SELECTED EXCERPTS FROM REVIEWS OF CITIZEN SCIENTIST
The San Francisco Chronicle
[T]here’s an unexpectedly old-fashioned, personal and literary quality to Citizen Scientist. An ambitious book, it is generous, unhurried and discursive, stretching over centuries…. Especially valuable are Hannibal’s explanations of new ideas. If you have heard of “trophic cascade” but are vague on its exact meaning and its great importance; if you know that E.O. Wilson studied ants but are less certain of his larger ideas and their significance…[the book]is an excellent guide ….Well-crafted, moving and intelligent, Citizen Scientist is essential reading for anyone interested in the natural world. It can be enjoyed simply as a timely and readable book, but it is also clearly a recruiting manual for a new kind of exploration.
Science News
While Hannibal is contemplating extinction and habitat destruction, her father is dying from cancer. Her field expeditions become a lens through which she processes her dad’s death. The parallels make Citizen Scientist part memoir, part science tale and part history book. Hannibal has a conversational writing style that moves quickly from topic to topic, punctuated with humorous and thoughtful asides.
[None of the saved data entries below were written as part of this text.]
PR #132, opened 2023-04-21
support '[' and ']' wildcharacter for Like operater

forestkeeper:
Previously Babelfish didn't support '[' and ']' for like operator. This commit support this feature by changing the like execution. Add support to deal with '[' and ']' when it appears in pattern.

### Description

We have followed the document of : https://github.com/MicrosoftDocs/sql-docs/blob/live/docs/t-sql/language-elements/like-transact-sql.md to add the implement of '[' and ']' into like expression, like expression only works when it's tsql_dialect.
 
### Issues Resolved

Solved the issue customer complain about when they use '[' and ']' in like expression, they'll got un supported error msg

 
### Check List

- [ x ] Commits are signed per the DCO using --signoff 


src/backend/utils/adt/like_match.c
```diff
@@ -198,6 +204,66 @@ MatchText(const char *t, int tlen, const char *p, int plen,
 			NextByte(p, plen);
 			continue;
 		}
+		else if (*p == '[' && sql_dialect == SQL_DIALECT_TSQL)
```
macwoody, line 207: from high level, how can we reduce the foot print of this feature ? 
Can we convert TSQL pattern to PG compatible one? 
If yes, we may only need one hook from the entry point of like predicate.

src/backend/utils/adt/like_match.c
```diff
@@ -198,6 +204,66 @@ MatchText(const char *t, int tlen, const char *p, int plen,
...
+		{
+			/* Tsql deal with [ and ] wild character */
+			bool find_match, reverse_mode;
+			const char * p1, * prev;
+			int p1len;
+			p1 = p;
+			prev = NULL;
+			p1len = plen;
```
time-change: nit: can these be set at the declarations right above?

src/backend/utils/adt/like_match.c
```diff
@@ -198,6 +204,66 @@ MatchText(const char *t, int tlen, const char *p, int plen,
...
+			NextByte(p1, p1len);
+			reverse_mode = false;
```
time-change: same as above

src/backend/utils/adt/like_match.c
```diff
@@ -180,6 +180,12 @@ MatchText(const char *t, int tlen, const char *p, int plen,
 
 					if (matched != LIKE_FALSE)
 						return matched; /* TRUE or ABORT */
+				} else if (firstpat == '[' && sql_dialect == SQL_DIALECT_TSQL)
```
time-change, line 183: nit: brackets on newline

src/backend/utils/adt/like_match.c
```diff
@@ -198,6 +204,66 @@ MatchText(const char *t, int tlen, const char *p, int plen,
...
+			NextByte(p1, p1len);
+			reverse_mode = false;
+			while (p1len > 0 && *p1 != ']'){
+				NextByte(p1, p1len);
+			}
+			if (*p1 != ']')
+			{
+				if (GETCHAR(*p) != GETCHAR(*t))
+					return LIKE_FALSE;
+			}else{
```
JimFinnerty: preferred style is to use:
   }
   else
   {
       ...
   }

src/backend/utils/adt/like_support.c
```diff
@@ -1052,37 +1052,17 @@ like_fixed_prefix(Const *patt_const, bool case_insensitive, Oid collation,
...
-		}
-	}
 	
 	match = palloc(pattlen + 1);
 	match_pos = 0;
 	for (pos = 0; pos < pattlen; pos++)
 	{
+		/* [ and ] are special characters in LIKE for TSQL */
+		if ((patt[pos] == '[' ||
+			patt[pos] == ']') && sql_dialect == SQL_DIALECT_TSQL)
```
JimFinnerty, line 1062: does this do the correct thing when a ']' is encountered first?  Is the correct thing to treat ']' as a non-special character?

src/backend/utils/adt/like_match.c
JimFinnerty, line 207: Where are the test cases?

src/backend/utils/adt/like_support.c
forestkeeper: This is the optimize part, not the execution part, so any ] or [ will lead to full execution of like expression is the right thing in analyze / optimize part

src/backend/utils/adt/like_match.c
forestkeeper: the corresponding test cases is 
b like '%[abc]'

macwoody (approved):

src/backend/utils/adt/like_match.c
forestkeeper: We actually not, similar to operator is way too far to support '[' and ']' 
- it supports lots of additional regex match
- similar to itself has some problem in case insensitive / sensitive operator node transform to do before actually execution and it could not cover like expression to a variable or a real column value
- similar to is way slower than like ( since it's full regex matching ) 
- based on those fact, I decided to take this approach

So after I have a poc of similar to implement, I decided to manually write the rule into like execution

Although centered in California, the book has a global message: Humans have much in common with the species we’re trying to save. Grizzlies and wolves, for instance, “leave their natal home, light out for a huge territory, find a mate, and establish a new base of operations,” Hannibal writes. The human heroes in our storybooks aren’t so different.
Library Journal
“Nature is darn dense and layered,” quips Hannibal (The Spine of the Continent) as she does her bit as citizen scientist, in this instance tallying plant life on San Francisco Bay area’s Mount Tam…. her book is richly overlaid with memoir, discussion of current issues in conservation biology, numerous in-the-field reports of crowdsourced ecological projects, and a dash of Joseph Campbell’s hero myth adapted to scientific endeavor. Hannibal reminds readers of citizen science’s giants—Thomas Jefferson, Meriwether Lewis and William Clark, Charles Darwin, Alfred Russel Wallace, John Muir, Aldo Leopold—and also a few of its lesser-known luminaries, most notably botanist Alice Eastwood and marine biologist Ed Ricketts.
Science Magazine
From the “armchair” naturalist Charles Darwin to the California couple who spotted sea otters returning to Big Sur in 1938, Citizen Scientist frames the participation of both professionals and casual observers as an essential part of ecological science history…“Extreme citizen science” initiatives seek to connect western science and indigenous cultures to create new kinds of knowledge. Hannibal describes one such project, in which archaeologists have partnered with the Amah Mutsun tribe of the San Juan Valley to restore cultural and ecological connections that have been lost over time. Wonder and excitement…dance from every page of Citizen Scientist.
Foreword Reviews
If climate change has you down and you’re traumatized by the thought of another critical species being lost to extinction, here’s something to think about: all your heartfelt empathy doesn’t do diddly-squat to help the planet. What’s needed is a critical mass of get-off-your-asstivism, as outlined by Mary Ellen Hannibal in Citizen Scientist. Hannibal advocates for participatory research, the longstanding tradition of amateur naturalists engaging in whale watching, bee counting, tide-pool monitoring, and other forms of nature observation. The data collected can then be shared on iNaturalist, Google Earth Outreach, Google Maps, and similar technologies which “allow us to observe with consequence.” Part personal adventure story and natural history, Hannibal proves herself to be an inspiring writer.
Nature Magazine
In this inside story on citizen science and biodiversity loss, Mary Ellen Hannibal meshes interviews with front-line scientists such as James Estes with her own stints monitoring California wildlife. Inspired by the likes of marine biologist Ed Ricketts, she records starfish die-offs, meets the geeks who track deforestation, and plans a web-based supercommunity of citizen scientists to counter what many are calling the sixth great extinction. A cogent call to action.